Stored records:

PR #501, opened 2019-07-30
D3ASIM-929: Adding min_offer_age as const parameter as well as recalc…

faizan2590:
…ulating MAX_OFFER_TRAVERSAL_LENGTH based on min_offer_age

### DIFF
--- a/src/d3a/d3a_core/simulation.py
+++ b/src/d3a/d3a_core/simulation.py
@@ -104,8 +104,9 @@ class Simulation:
                                                         self.area)
 
     def _set_traversal_length(self):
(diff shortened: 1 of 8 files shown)


src/d3a/d3a_core/simulation.py
```diff
@@ -104,8 +104,9 @@ def __init__(self, setup_module_name: str, simulation_config: SimulationConfig =
                                                         self.area)
 
     def _set_traversal_length(self):
+        from d3a.models.const import ConstSettings
```
hannesdiedrich: You can remove this line because ConstSetttings is imported already.

PR #504, opened 2019-08-13
D3ASIM-1440: Appending last market data in CSV

faizan2590:


src/d3a/d3a_core/export.py
```diff
@@ -244,13 +259,14 @@ def _export_area_stats_csv_file(self, area: Area, directory: dir, balancing: boo
             area_name += "-balancing"
         data = self.export_data.generate_market_export_data(area, balancing)
         rows = data.rows()
-        if not rows:
+        if not rows and not is_first:
```
hannesdiedrich: Can you please explain, why you added `and not is_first`  here? Thanks!

src/d3a/d3a_core/export.py
```diff
@@ -132,6 +131,11 @@ def export(self):
                 ConstSettings.GeneralSettings.SUPPLY_DEMAND_PLOTS:
             self.plot_supply_demand_curve(self.area, self.plot_dir)
         self.move_root_plot_folder()
+        self.export_json_data(self.directory)
+
+    def data_to_csv(self, area, is_first):
+        with page_lock:
```
hannesdiedrich: Is the page_lock really necessary? Doesnt `with open() as file` deals with that?

src/d3a/d3a_core/export.py
faizan2590: Without this additional check, it will return without adding a header in CSV.

src/d3a/d3a_core/export.py
faizan2590: Yes, you are right. Removing it!

src/d3a/d3a_core/export.py
```diff
@@ -147,40 +148,46 @@ def move_root_plot_folder(self):
...
-        self._export_area_stats_csv_file(area, directory, balancing=True)
         if area.children:
-            self.kpi.update_kpis_from_area(area)
-            self._export_trade_csv_files(area, directory, balancing=False)
-            self._export_trade_csv_files(area, directory, balancing=True)
-            self._export_area_offers_bids_csv_files(area, directory, "offers",
-                                                    Offer, "offer_history", area.past_markets)
-            self._export_area_offers_bids_csv_files(area, directory, "bids",
-                                                    Bid, "bid_history", area.past_markets)
+            # self.kpi.update_kpis_from_area(area) To be uncommented once KPI is implemented
```
spyrostz: Please prepend the comment with a TODO in order to stand out on Pycharm

PR #505, opened 2019-08-21
Feature/d3 asim 1139

spyrostz:


src/d3a/models/market/one_sided.py
```diff
@@ -67,13 +67,18 @@ def offer(self, price: float, energy: float, seller: str,
 
         offer_id = self.bc_interface.create_new_offer(energy, price, seller)
         offer = Offer(offer_id, price, energy, seller, original_offer_price)
-        self.offers[offer.id] = offer
+        from copy import deepcopy
```
hannesdiedrich: Please move to top.

src/d3a/models/strategy/update_frequency.py
```diff
@@ -203,13 +202,19 @@ def _calculate_price_decrease_rate(self, market):
             reduced_price = \
                 self.calculate_initial_sell_rate(market.time_slot) - \
                 price_dec_per_update * self._price_update_interval
+            if reduced_price < self.final_selling_rate:
```
hannesdiedrich: Weird that this did not come up earlier...

src/d3a/models/market/market_structures.py
```diff
@@ -36,6 +36,16 @@ def __str__(self):
         return "{{{s.id!s:.6s}}} [{s.seller}]: {s.energy} kWh @ {s.price} @ {rate}"\
             .format(s=self, rate=self.price / self.energy)
 
+    def __hash__(self):
+        return hash(self.id)
+
+    def __eq__(self, other):
```
hannesdiedrich: Can you please tell me where this is used?

src/d3a/models/market/one_sided.py
spyrostz: Will do, thanks!

src/d3a/models/market/market_structures.py
spyrostz: Mostly in tests for now, but I thought it was a good addition in general. The root cause is the deepcopy call that creates a clone of the original offer object. The clone and the original offers are not the same objects, therefore the == comparison failed in the unit tests. In order to fix this behavior, the most straightforward way is to override the == operator (using the Python magic method __eq__) which defines the conditions on which an object is equal to another. This could of course be solved directly by changing the tests, but IMO this change is also nice to have to the production code too, because that way offer object comparisons will not have false negatives when comparing an offer with its clone, and that's the reason I added it globally.

src/d3a/models/strategy/update_frequency.py
spyrostz: That is indeed something I did not figure out too, why it remained undetected.

src/d3a/models/market/market_structures.py
hannesdiedrich: Ah, nice! Thanks for the info!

» Problem to solve
Within the entries above, how many lines contain the word "order"? State the number only.

» Response area
2